モルガン・スタンレー、仮想通貨配分戦略を正式導入
世界的な金融機関モルガン・スタンレーが顧客ポートフォリオに最大4%の仮想通貨配分を推奨し、ビットコインをデジタルゴールドと位置づけ。
世界的な金融機関モルガン・スタンレーは6日、暗号資産(仮想通貨)をポートフォリオに組み入れることを顧客に推奨する正式な見解を示した。
同社はビットコインをデジタルゴールドに類似した希少資産と位置づけ、金融業界における仮想通貨の地位向上を示す大きな一歩となった。
This is huge.
New Special Report from Morgan Stanley GIC:
"we aim to support our Financial Advisors and clients, who may flexibly allocate to cryptocurrency as part of their multiasset portfolios."
GIC guides 16,000 advisors managing $2 trillion in savings and wealth for… pic.twitter.com/RBWFxlRNkS
— Hunter Horsley (@HHorsley) October 5, 2025
仮想通貨を正式な資産クラスとして認識
約4万8000億ドルの資産を運用するモルガン・スタンレーは、これまで仮想通貨に対して保守的な姿勢を維持してきた。
しかし、今回公開された調査レポートでは、仮想通貨が投資ポートフォリオの正規の構成要素となり得るとの見解を示している。
同社は、特にリスク許容度の高い投資家向けのオポチュニスティック・グロースポートフォリオにおいて、最大4%を仮想通貨に配分することを推奨している。
この戦略的指針は、仮想通貨が投資可能な資産クラスとして認識される閾値に達しているという同社の評価を反映したものだ。
レポートによると、過去のシミュレーションでは、従来の株式60%、債券40%のポートフォリオに25%のビットコインを追加した場合、過去7年間のうち5年間で年率リターンが164%向上した。
これは、ボラティリティを大幅に増加させることなく達成されたという。
一方で同社は、このアプローチが特定のコインの所有を推奨するものと誤解されるべきではないと強調し、慎重な姿勢を崩していない。

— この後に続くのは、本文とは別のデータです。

PR #831, opened 2020-11-13
feat: Store settings for node table filter, sorting, show hidden nodes + settings refactoring

ahochsteger:
This feature makes sure that filters and sorting of the nodes table are persisted in the browser local storage on changes and survive a page refresh or browser restart.


src/components/nodes-table/nodes-table.js
```diff
@@ -37,6 +38,31 @@ export default {
...
+      if (
+        !filters ||
+        (Object.keys(filters).length === 0 && filters.constructor === Object)
+      ) {
+        filters = defaultValue
+      }
+      return filters
+    },
+    storeObject (key, val) {
+      localStorage.setItem(key, JSON.stringify(val))
```
robertsLando, line 64: you could make load and store more generic by checking the type of val like `typeof val === 'string' ? val : JSON.stringify(val)` so you can use the same functions for `node_itemsPerPage` local storage key

ahochsteger: Yes, I already thought about that :-).
I'll adjust the code and apply it to itemsPerPage too.

src/components/nodes-table/nodes-table.js
```diff
@@ -10,9 +10,10 @@ export default {
     filterOptions
   },
   data: () => ({
-    nodeTableItems: 10,
+    nodeTableItems: undefined,
```
ahochsteger, line 13: This is set to undefined for 2 reasons:
1. Default values should be set only once (see mounted())
2. This ensures that the default value is explicitely set and triggers the watch function to ensure there are always valid settings stored in the local store.

src/components/nodes-table/nodes-table.js
ahochsteger: @robertsLando Nevermind - the refactoring is already done and I now the settings 'nodes_showHidden' and 'dark' use the Settings module too.

robertsLando (approved):
LGTM. Thank you so much for this @ahochsteger :)

ahochsteger (commented):
I guess I hit the wrong button here - didn't want to start a code review, just had a question to the code I had to remove.

src/App.vue
```diff
@@ -219,9 +221,7 @@ export default {
       this.title = value.name || ''
     },
     dark (v) {
-      if (v) localStorage.setItem('dark', 'true')
-      else localStorage.removeItem('dark')
```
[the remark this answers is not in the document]
robertsLando: Nope don't worry, remove it it's like set it to false :)

robertsLando (approved):
LGTM

robertsLando:
@ahochsteger I'm not able to merge this, I think github has some problems today

robertsLando:
Schermata da 2020-11-16 10-09-37

@chrisns Any idea? I'm using `Squash and Merge` as always

robertsLando:
Hummm I think github has some bugs.... I press squash and merge and he has merged the PR :confused:

robertsLando:
@ahochsteger Don't worry this has happen also in some other repo I'm maintaining, I think github has some bugs today.

PR #842, opened 2020-11-29
Fix Table of Contents Links

bmight:
The broken table of contents links were driving me crazy so here's a PR to fix them. I couldn't tell if `README.md` is generated anywhere so I just updated it by hand.


robertsLando:
It's automatically generated and updated by a VS code plugin but seems that emojys in sections break it. Thanks for this fix

PR #844, opened 2020-12-02
Added Home Assistant support for HeatIt TRM3

hwestman:
Tested set point, mode and current temperature.

Not sure if you want to add the device id to the sample code. It wasn't clear to me, so I thought i'd suggest it.

### DIFF
--- a/hass/devices.js
+++ b/hass/devices.js
@@ -214,6 +214,27 @@ module.exports = {
       }
     }
   ],
+  '411-515-3': [
+    // Heatit Thermostat TF 058 (ThermoFloor AS)
+    {
+      type: 'climate',
+      object_id: 'thermostat',
+      values: ['67-1-1','64-1-0','49-1-1'],
+      mode_map: {'off': 'Off', 'heat': 'Heat'},
+      default_setpoint: '67-1-1',
+      discovery_payload: {
+          min_temp: 5,
+          max_temp: 40,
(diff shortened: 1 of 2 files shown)


hass/devices.js
```diff
@@ -214,6 +214,27 @@ module.exports = {
       }
     }
   ],
+  '411-515-3': [
+    // Heatit Thermostat TF 058 (ThermoFloor AS)
+    {
+      type: 'climate',
+      object_id: 'thermostat',
```
robertsLando, line 221: @hwestman Isn't it missing the `"setpoint_topic": { "Heat (Default)": "67-1-1", "Cool": "67-1-2" },`?

robertsLando (changes requested):

hass/devices.js
hwestman: "setpoint_topic: Key-Value object where keys are the modes of the Zwave thermostat and values are the matching setpoint value_id (use this if your thermostat has more than one setpoint)"

My conclusion was that it didn't have more than one setpoint, so i removed it. I'll look into it!

robertsLando: Sorry just noticed that you only have heat mode :) It's ok so

robertsLando (approved):
LGTM

robertsLando:
@hwestman Keep a look also to: https://github.com/zwave-js/zwavejs2mqtt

あくまでも、分散投資の一環として仮想通貨の可能性を評価している。
機関投資家の参入を後押しする要因
モルガン・スタンレーが方針を転換した背景には、いくつかの重要な要因がある。
同社は確固たる規制の枠組み、流動性の深化、商品の利用可能性、そして機関投資家を中心とした関心の高まりが、仮想通貨を投資対象として現実的なものにしたと分析している。
特にコロナ禍以降の回復力は、投資対象としての信頼性を高める重要な要素となった。
レポートでは、2020年のパンデミックを経て初めて、適格投資家にとっての金融投資選択肢としての仮想通貨の存続可能性が確固たるものになったと述べられている。
また、インフラ開発も進んでいる。同社はZerohash社との提携により、2026年初頭からE*Tradeの顧客向けにビットコイン、イーサリアム、ソラナの直接取引サービスを開始する予定だ。
モルガン・スタンレーのような金融大手が仮想通貨を正式に認めたことは、仮想通貨投資家による採用の転換点となる可能性がある。
また、他の伝統的な金融機関が追随し、デジタル資産の主流化が加速することも考えられる。
ただし、同社の戦略は画一的なものではなく、顧客一人ひとりのリスクプロファイルに基づき配分はゼロから数パーセントの範囲で調整される。
これは、仮想通貨の価格変動の大きさに対応する慎重なアプローチだ。
この動きは、業界がより包括的な規制の枠組みを整備することへの期待感も示唆している。